1. Appeal and Error-Conclusiveness of Verdict Sustained by Evidence. It is the province of the jury to pass upon the weight and sufficiency of the evidence, and, where there is competent evidence to sustain the verdict, it will not be disturbed by this court.

2. Intoxicating Liquors--Possession of More than Quart of Liquor as Prima Facie Evidence of Unlawful Intent. Under section 3, chapter 153, Sess. Laws, 1933 (37 Okla. St.
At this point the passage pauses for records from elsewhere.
PR #6922, opened 2023-03-08
Adds info log when pruning completes

tbenr:
With this we can see when the block pruning ends.

## Documentation

## Changelog


StefanBratanov (approved):
LGTM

Ann. § 82), providing that, "The keeping in excess of one quart of any spirituous, vinous, fermented or malt liquors, * * * whether medicated or not, which contain more than three and two-tenths (3.2%) per cent. of alcohol measured by weight and which is capable of being used as a beverage * * * shall be prima facie evidence of an intention to convey, sell, or otherwise dispose of such liquors," evidence of such possession is sufficient to establish the unlawful intent, unless rebutted, or the contrary proved, yet it does not make it obligatory upon the jury to convict after the presentation of such proof; whether or not such evidence is sufficient to overcome the presumption of innocence of a defendant and to establish his guilt beyond a reasonable doubt, when all the evidence including the presumptions are considered, is for the determination of the jury.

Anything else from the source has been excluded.